The NEAR experiment demonstrates that ground-based mid-infrared high-contrast imaging can achieve practical sensitivity to low-mass, temperate exoplanets in the habitable zones of the nearest Sun-like stars. By mitigating thermal background via DSM-based chopping and reducing starlight with a mid-IR AGPM coronagraph and shaped pupil, the campaign reached contrasts of ~2–3×10⁻⁶ at ~1″ around α Cen A, sufficient for sub-Neptune/Saturn-sized planets in thermal equilibrium with modest internal heating. Completeness analyses show high detection probabilities for Jovian-size planets and non-negligible sensitivity to smaller warm planets.

Scaling to Extremely Large Telescopes (ELTs) suggests that at 1″ separations the performance could be background-limited (SNR ∝ √t D², time ∝ D⁻⁴), yielding ~35 µJy (5σ, 1 h) for a NEAR-like instrument on a 39 m ELT—sufficient to detect an Earth analog (~20 µJy) near α Cen A in a few hours. Even if contrast-limited at 1″, speckle intensity scales ≲D⁻², implying achievable contrasts ~1.5×10⁻⁷ at 1″, again consistent with Earth-analog detectability. Further improvements (cold pupil stops to suppress AGPM glow, advanced apodizers, and non-common path aberration calibration) should enhance contrast-limited performance.

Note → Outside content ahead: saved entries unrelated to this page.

PR #2904, opened 2026-01-30
Update Korean

VenusGirl:
Delete non-translator....
This is my sole translation.


pbatard:
I'm sorry but regardless of the changes being made, there was a Korean translation carried out by these 2 persons, and even if you choose to revert all their changes, I believe it is in bad form to want to remove the fact that they contributed.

Regarding the candidate C1, its properties are consistent with either a warm Neptune-to-Saturn-sized planet or a localized warm exozodiacal dust structure, yet an instrumental origin cannot be excluded. Independent confirmation using additional mid-IR campaigns, RV, astrometry, or reflected-light imaging is required. The approach generalizes to other nearby stars (e.g., ε Eridani, ε Indi, τ Ceti), enabling broader habitable-zone surveys and setting the stage for ELT-era rocky planet imaging.

Conclusion

This work demonstrates a feasible ground-based mid-infrared strategy for directly imaging low-mass, temperate exoplanets around the nearest Sun-like stars. The NEAR campaign on VLT/VISIR achieved order-of-magnitude improvements in mass detection sensitivity compared to prior imaging limits, reaching ~3×10⁻⁶ contrast at ~1″ and high completeness for Jovian-size planets in α Centauri’s habitable zones, with sensitivity extending to sub-Neptune sizes for α Cen A. A tentative candidate (C1) may represent a Neptune–Saturn-size planet or exozodiacal dust but requires independent confirmation. The demonstrated techniques—mid-IR coronagraphy, shaped pupil, DSM-based AO and chopping, and robust post-processing—indicate that ELTs should be capable of detecting Earth analogs around α Cen A within hours. Future work should include repeated mid-IR observations to validate candidates, coordinated RV/astrometry/reflected-light monitoring, further instrument improvements (cold stops, apodizers, NCPA calibration), and extension of surveys to additional nearby systems.

Limitations
  • Significant systematic artifacts limited sensitivity and elevated false-positive rates in specific regions: detector persistence stripes from chopping and optical ghost arcs from the dichroic/filter. Although modeled and subtracted, residuals remain.
  • Elevated local background near the coronagraph due to AGPM glow increased pixel noise (approximately doubled at ~1″) and reduced sensitivity near the inner working angle.
  • Only 76.9 h of the ~100 h dataset met quality thresholds; remaining data were excluded due to high background, coronagraph misalignment, or AO issues.
  • Detection thresholds correspond to SNR ~3; the candidate C1 is marginal and could be an unknown instrumental artifact, necessitating independent confirmation.
  • Completeness is <100% even for large planets due to projection effects and masked regions (e.g., persistence stripes).